> Instructions to follow
Wherever a line in the records contains the word "migration", return that line.

> Supplied records
▶
Issue #5554, opened 2018-12-12
Remove support for DES


maheshp:
##### Summary

Support for AES encryption/decryption was introduced in release 18.7.0, with that, support for DES was deprecated. Support for DES was retained to support DES cipher-texts configured in config-repos. 

Support for DES needs to removed for 19.1.0

akshaydewan:
Since we still need to support the upgrade path from pre 18.7 to 19.1+, we'll keep the migration code and `DESEncrypter` in place. 
We can remove the System property `gocd.des.cipher.enabled` and remove support for encrypting and decrypting using DES, except in the upgrade scenario.

PR #5646, opened 2019-01-02
Remove support for DES

akshaydewan:
Issue: #5554
- remove the system property that enables DES
- remove decryption support for DES.

The DES to AES migration code is still in place.


ketan:
LGTM: I've run the integration tests stage despite failures, there are likely a lot of hardcoded values that may need fixing.

ketan:
There are a bunch of `cipher` files checked into the repo. Perhaps remove that too? For tests that do require a specific (DES) cipher to be set, there are helper methods to allow setting the cipher. See usages of `ResetCipher`.

akshaydewan:
Merging this change. Will try to remove the cipher files and send a separate PR.

PR #5706, opened 2019-01-14
Drain mode spa ui fixes

GaneshSPatil:
* Learn more link:
screen shot 2019-01-14 at 4 33 24 pm
* Scheduled Stages Tooltip:
screen shot 2019-01-14 at 4 33 47 pm


server/webapp/WEB-INF/rails/webpack/views/components/tooltip/index.scss
```diff
@@ -14,40 +14,49 @@
  * limitations under the License.
  */
 @import "../../global/common";
-@import "../icons/index";
```
GaneshSPatil: @ketan -- removed explicitly importing icons styles, which was causing styles duplication.
Instead, we've changed the HTML structure of the tooltip component, so it just uses icon component.

PR #5707, opened 2019-01-14
Remove the pipeline config old implementation

vrushaliwaykole:
The page was throwing a 500 server because a rails route was broken.

Since we are considering re-building the page, it seems better to
throw this code away.


GaneshSPatil:
Not sure if anything from `shared/` could also be deleted. 
I remember, `shared/plugin_infos.js` was only used on the pipeline config SPA, which can be deleted.

ketan:
`shared/plugin_infos` seems to be used in a few places. I've added (a long time ago) a plugin that emits warnings when running webpack, when unused files are found:

```
WARNING in 
UnusedFilesWebpackPlugin found some unused files:
webpack/helpers/server_health_messages_helper.js
Child html-webpack-plugin for "_specRunner.html":
     1 asset
    Entrypoint undefined = _specRunner.html
    [./node_modules/html-webpack-plugin/lib/loader.js!./spec/webpack/_specRunner.html.ejs] 2.03 KiB {0} [built]
    [./node_modules/webpack/buildin/global.js] (webpack)/buildin/global.js 472 bytes {0} [built]
    [./node_modules/webpack/buildin/module.js] (webpack)/buildin/module.js 497 bytes {0} [built]
        + 1 hidden module
Done in 43.84s.
```

GaneshSPatil:
@ketan -- Thanks for confirming. :)

@vrushaliwaykole -- can we change the commit message to say `Remove Pipeline config SPA` instead of saying `Remove the config repos page.`?

maheshp:
@ketan @GaneshSPatil I am wondering if any of the code could be used when plan to re-write e.g there are a bunch of models.

Issue #5703, opened 2019-01-14
Bump up bundled ConfigRepo plugin 


maheshp:
Bump up the version of the bundled config_repo plugins to support pipeline export for GoCD 19.1.0.

maheshp:
@marques-work can you please take care of this please. You might have to work with @tomzo to get a stable release of both the ConfigRepo plugins and bundle the appropriate version with GoCD.

tomzo:
I can make the PR, just tell me if the latest versions were tested enough.

marques-work:
@tomzo I just pushed up a couple of tiny PRs for more consistent CLI output. After merging those, I would say let's version bump and make a new release. In terms of testing, these have not been run on build.gocd.org, and I've only run them locally. Let's build new releases, and then deploy them on build.gocd.org and run it for a day or so to make sure things still work as intended. After that, if there are no issues, you can mark those releases as stable. Sound ok?

marques-work:
@maheshp I merged @tomzo’s updates - next deploy should ensure build.gocd.org is running the latest versions and lets just make sure things run smoothly. Then I will ask @tomzo to mark them as stable if all goes well

PR #5710, opened 2019-01-15
bump versions of config-repo plugins #5703

tomzo:
@marques-work I've merged and released your last PRs in both repos. 
You can merge this, unless something new has come up.


marques-work:
@tomzo Thanks for updating the plugins! Merging this so we can dogfood it.

PR #5713, opened 2019-01-15
Update versions of bundled auth plugins to 1.0.3

arvindsv:
@ankitsri11 has tried these out. Bundling the new version with less verbose logging.

/cc @rajiesh @adityasood @ankitsri11


arvindsv:
Also related: https://github.com/gocd/gocd/commit/41eac8e12151e0bf735c53e4463484f23870185d - which fixed what was wrong with this PR.

PR #5721, opened 2019-01-17
Remove unnecessary `CAST` on the a sql statement

ketan:
Unsure why this was added, but it appears that the cast is redundant.


arvindsv:
@ketan These things ... somehow have a tendency to bite us, especially on old, big instances. Please consider a system property around this (defaulting to no casting) temporarily? For only a few releases.

ketan:
Merging after putting in a guard with a system property.

Issue #5564, opened 2018-12-12
User summary page epic


vrushaliwaykole:
Epic story to track progress of the new user summary page:

- [x] Show list of users (#5553)
- [x] Search API for user search (#5560)
- [x] API changes (#5558)
- [x] Search modal for users page (#5563)
- [x] Ability to add users using interface, (or just rely on search to be able to add users)?
- [ ] Ability to perform bulk operations from UI (enable/disable/delete, change roles, make admin...)

GaneshSPatil:
related issues: https://github.com/gocd/gocd/issues/71

rajiesh:
Verified on 19.2.0 (8639-9ba73d561b80d9d4e20dbf903aaeb3d29fcd3ab4)

PR #5722, opened 2019-01-17
(#5564) Added banner on user summary page if there is no admin tag (no specifically added admins) in config file.

vrushaliwaykole:


server/webapp/WEB-INF/rails/webpack/views/pages/users.tsx
```diff
@@ -154,6 +164,10 @@ export class UsersPage extends Page<null, State> {
     });
   }
 
+  private getMeta() {
+    return document.body.dataset.meta ? JSON.parse(document.body.dataset.meta) : {};
```
ketan: HTMLElement.dataset. TIL.

Maybe you want to improve this: https://github.com/gocd/gocd/blob/048a28e840df8d255c1552c430312925963a581c/server/webapp/WEB-INF/rails/webpack/helpers/spa_base.tsx#L72-L84

spark/spark-spa/src/main/java/com/thoughtworks/go/spark/spa/UsersController.java
```diff
@@ -52,8 +56,12 @@ public void setupRoutes() {
     }
 
     public ModelAndView index(Request request, Response response) {
+        boolean isSecurityEnabled = this.securityService.isSecurityEnabled();
```
ketan: This does not look right. I think we ought to be explicitly checking if the `<admin/>` tag is present. See if you can delegate to `SecurityConfig#noAdminsRequired` through the security service?

spark/spark-spa/src/main/java/com/thoughtworks/go/spark/spa/spring/VelocityTemplateEngine.java
```diff
@@ -51,6 +52,8 @@ public String render(ModelAndView modelAndView) {
             VelocityContext context = initialContextProvider.getVelocityContext((Map) model, controller, modelAndView.getViewName());
             StringWriter writer = new StringWriter();
             template.merge(context, writer);
+            Object meta = context.get("meta");
+            context.put("meta", new Gson().toJson(meta));
```
ketan: `Gson` instances are slightly heavy object to construct. Consider putting it in a static variable.

spark/spark-spa/src/main/resources/velocity/layouts/component_layout.vm
```diff
@@ -50,7 +50,9 @@
       data-version-copyright-year="${currentVersion.copyrightYear()}"
       data-version-formatted="${currentVersion.formatted()}"
       data-version-full="${currentVersion.fullVersion()}"
-      data-is-server-in-drain-mode="${drainModeService.isDrainMode()}">
+      data-is-server-in-drain-mode="${drainModeService.isDrainMode()}"
+      data-meta="${meta}"
```
ketan: this might need some escaping, esp if `meta` contains quotes, or other HTML chars that can possibly break.

spark/spark-spa/src/main/java/com/thoughtworks/go/spark/spa/UsersController.java
maheshp: Yes, this doesn't seem right. All users are considered admins even if Security is enabled but if no admins are defined. Check - https://github.com/gocd/gocd/blob/master/config/config-api/src/main/java/com/thoughtworks/go/config/SecurityConfig.java#L91

server/webapp/WEB-INF/rails/webpack/views/pages/users.tsx
vrushaliwaykole: Done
◀
> Result for this exercise
Since we still need to support the upgrade path from pre 18.7 to 19.1+, we'll keep the migration code and `DESEncrypter` in place. 
The DES to AES migration code is still in place.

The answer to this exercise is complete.